Of course, quantifying the Trump premium in the stock market is no easy task, and there are some sound fundamental reasons why we shouldn’t be surprised stocks are weathering the political chaos so well. Economic growth remains modest, inflation and interest rates are low, meaning bonds aren’t that attractive — all good for stocks. Meanwhile, corporate earnings appear stronger, and when companies make more money, stock prices go up to reflect the increased valuations.
But keep in mind, stock prices are also predictive — they tend to price in future economic growth and thus future earnings. So with little movement on tax cuts, at least so far, and health-care reform put off until God-knows-when (hence no repeal of the ObamaCare taxes), you’d think the Dow Jones would be correcting rather than rising.
Trump may like to embellish his crowd sizes but he’s on firmer ground taking credit for the stock-market run-up, as he did Tuesday on Twitter, where he extolled the Dow’s march toward 22,000 under his watch — a fact which, he said, the “Mainstream media seldom mentions!”
For obvious reasons, Mr. President: Most members of the media don’t want to admit what honest sophisticated investors will — that you’re better for stocks and the economy than your vanquished opponent.
Consider: With Hillary Clinton sidelined, there’s no rush to expand the government takeover of health care. With President Trump in the White House, the war on coal and the hesitance to open domestic oil drilling are both over, which means lower energy prices and better economic growth.
Again, even if we don’t get the yuuge corporate and individual tax cuts Trump promised, we’re not getting the huge tax increases on individuals and businesses that Clinton ran on.

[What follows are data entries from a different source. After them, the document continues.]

PR #76, opened 2017-05-11
fix #75. Replace time field and ensure JSON mapping files included in jar

### LINKED ISSUE #75: Use @timestamp instead of time field
The external kibana index pattern `.json` files make reference to the non-existent field "`time`" instead of the proper field "`@timestamp`".

It also appears that the jar file does not contain these `.json` files.

jcantrill:
@portante


richm:
What is this for?

src/main/resources/io/fabric8/elasticsearch/plugin/kibana/applications_mapping.json
```diff
@@ -1,6 +1,6 @@
...
...:true,\"doc_values\":false},    {\"name\":\"kubernetes_labels_deployment\",\"type\":\"string\",\"count\":0,\"scripted\":false,\"indexed\":true,\"analyzed\":true,\"doc_values\":false},    {\"name\":\"kubernetes_container_name\",\"type\":\"string\",\"count\":0,\"scripted\":false,\"indexed\":true,\"analyzed\":true,\"doc_values\":false},    {\"name\":\"kubernetes_pod_id\",\"type\":\"string\",\"count\":0,\"scripted\":false,\"indexed\":true,\"analyzed\":true,\"doc_values\":false},  {\"name\":\"kubernetes_labels_openshift_io/deployer-pod-for_name\",\"type\":\"string\",\"count\":0,\"scripted\":false,\"indexed\":true,\"analyzed\":true,\"doc_values\":false},    {\"name\":\"_source\",\"type\":\"_source\",\"count\":0,\"scripted\":false,\"indexed\":false,\"analyzed\":false,\"doc_values\":false},    {\"name\":\"_id\",\"type\":\"string\",\"count\":0,\"scripted\":false,\"indexed\":false,\"analyzed\":false,\"doc_values\":false},    {\"name\":\"@timestamp\",\"type\":\"date\",\"count\":0,\"scripted\":false,\"indexed\":true,\"analyzed\":false,\"doc_values\":false},{\"name\":\"kubernetes_host\",\"type\":\"string\",\"count\":0,\"scripted\":false,\"indexed\":true,\"analyzed\":true,\"doc_values\":false}]"
```
portante: whoa, these look like all the old namespace names!

portante:
@richm, we have a problem at a customer site where the latest code does not produce kibana index patterns that let you see logs.  Kibana gets an error in the javascript console looking for a "`time`" field that does not exist.  These defaults need to be updated to reference the new namespace for logging fields.

richm:
> Kibana gets an error in the javascript console looking for a "time" field that does not exist.

That's what https://github.com/fabric8io/openshift-elasticsearch-plugin/commit/71e4050701b6f6cb423bfa0737ab9db0ef8caf5a and https://github.com/openshift/origin-aggregated-logging/commit/eb83ac43a9c2dde14f747530facdf01133b35806 and https://github.com/openshift/openshift-ansible/commit/c4fcf9ef11b4dfc27f8f1e509719864f0ef2d019 are for

> These defaults need to be updated to reference the new namespace for logging fields.

Ok, but you lose the ability for this plugin to work with openshift 3.3 or earlier.  Perhaps that is ok.  I suppose you could support that by providing index pattern files for the old data model.

But this seems like a lot of work to solve a problem that is already solved.

portante:
@richm, so the problem we are having is that we have two environments, both of which have the external `index_patterns/*.json` files in the pod, both have no reference to those index pattern files in the `elasticsearch.yml` file, but one environment works, while the other doesn't.

Having the latest code default to the oldest behavior seems bad.  In fact, really, having any defaults in the plugin itself seems bad, as it cannot work on its own in all environments it supports.

So maybe we should take the defaults out entirely, throwing an error if the configuration files are not provided, refusing to load the plugin.  Then the users of the plugin in those environments need to provide the proper defaults.

How does that sound?

jcantrill:
@richm @portante removed the default index mappings which will require consumers to specify.  This will require a change to origin-aggregated-logging to define a setting for the 'empty-project' key.

portante:
This looks good to me.  So for any version of OpenShift which uses this version of the plugin, it needs to provide those mappings as arguments in the settings.

jcantrill:
Moved one of the mapping files to sample in case we forgot what it needs to look like.  Merging with @portante blessing.

PR #82, opened 2017-06-02
bug 1456413. Fix security error message for patterns with no indexes

jcantrill:
This PR fixes the error message displayed to users in kibana:

* Creates mappings only for indices that exist
* Modifies the response when fieldstat call is made

image


jcantrill:
cc @portante

PR #83, opened 2017-06-08
bug 1459221. Fix null pointer in KibanaUserReindexAction

jcantrill:
cc @portante

### DIFF
--- a/src/main/java/io/fabric8/elasticsearch/plugin/KibanaUserReindexAction.java
+++ b/src/main/java/io/fabric8/elasticsearch/plugin/KibanaUserReindexAction.java
@@ -36,8 +36,6 @@ import org.elasticsearch.action.support.ActionFilter;
 import org.elasticsearch.action.support.ActionFilterChain;
 import org.elasticsearch.client.Client;
 import org.elasticsearch.cluster.ClusterService;
-import org.elasticsearch.common.bytes.BytesArray;
-import org.elasticsearch.common.bytes.BytesReference;
 import org.elasticsearch.common.inject.Inject;
 import org.elasticsearch.common.io.stream.ByteBufferStreamInput;
 import org.elasticsearch.common.io.stream.BytesStreamOutput;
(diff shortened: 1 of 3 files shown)


src/main/java/io/fabric8/elasticsearch/plugin/KibanaUserReindexAction.java
```diff
@@ -168,38 +167,7 @@ public void apply(String action, ActionResponse response, @SuppressWarnings("raw
...
-        // Check for .kibana.* in the source
-        BytesReference replacedContent = null;
-        if (!response.isSourceEmpty()) {
-            String source = response.getSourceAsBytesRef().toUtf8();
-            String replaced = source.replaceAll(replacedIndex, index);
-            replacedContent = new BytesArray(replaced);
-        }
-
-        // Check for .kibana.* in the fields
-        Map<String, GetField> responseFields = response.getFields();
```
jcantrill: @portante The Nullpointer was here so it looks like response returns a null map.  I don't know under what condition this can occur. Its possible a bug in ES code, possibly a bug in SG code.  This refactoring essentially a defensive guard.

portante: @jcantrill, in the new code, the private variable `responseFields` is initialized to an empty `hashmap` at line 45 of `GetResultBuilder.java`, which avoid the `NullPointer` error at line 79 in `GetResultBuilder.java`, is that the correct understanding?

jcantrill: @portante yes

src/test/java/io/fabric8/elasticsearch/plugin/kibana/GetResultBuilderTest.java
```diff
@@ -0,0 +1,96 @@
...
+        this.response = mock(GetResponse.class);
+        
+        when(response.getType()).thenReturn("type");
+        when(response.getId()).thenReturn("id");
+        when(response.getVersion()).thenReturn(123L);
+        when(response.isExists()).thenReturn(true);
+    }
+    
+    private void givenAnInitializedBuilder() {
+        builder.response(response).index("foo").replacedIndex("bar");
```
richm: should this be `this.builder.response...`?  In Java, can you refer to private members without `this`?

jcantrill: java assumes you are referring to the current class and this is not required.

PR #85, opened 2017-06-14
project.* index pattern causes exception

richm:
If the user specifies an index pattern in Kibana like "project.*"
because they want to have a search for all projects that they
have access to, this will cause an exception in the openshift
elasticsearch plugin string handling.
The fix is to perform better string bounds checking.


richm:
@jcantrill PTAL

And who knows, with a little luck, we might, just might, see corporate taxes fall modestly from their federal level of 35 percent — which is one of the world’s highest — to something that helps us compete globally and keeps companies from relocating overseas.
Maybe the biggest place where Trump wins hands down is in regulation. Talk to as many CEOs as I do and they will tell you holding the line or reducing regulations — whether it’s absurdly stringent EPA standards or some of the complex and costly rules in Obama’s Dodd Frank financial-reform law — has a distinctly positive bottom-line impact on their earnings.
Trump has gotten little if any kudos for actually using some of his power as the country’s chief executive to roll back many regulations tying the hands of manufacturers and ending the dopey Obama-era obsession with costly green energy. CEOs say that simply by not creating more regulations, combined with plans to reform laws that prevent banks from lending more, like Dodd Frank, the Trump administration is boosting businesses’ confidence. That translates into increased business activity and, yes, higher stock prices.
For the record, I’m not advocating that you should take this column as a signal to buy stocks. In fact, if we don’t get some tax reform, the conventional wisdom holds that the markets will pull back dramatically. And you never know when the next banking crisis will come our way, or whether China, after years of growth, will finally hit a real rough spot that sets off a global economic tsunami.
But I’ve done a lot of reporting on this market, and it’s pretty clear from investors, traders and CEOs that the hope of a big tax cut or massive health-care reform isn’t fully priced into Dow 22,000; that this market is running higher for several other reasons, including the very real fact that the alternative to Trump in the 2016 election would have been far worse for the economy and stocks.
Yes, the sometimes embarrassing, often volatile guy who won is better than the staid, calm quasi-socialist who lost.
And that’s why after months of insanity the market is higher than ever.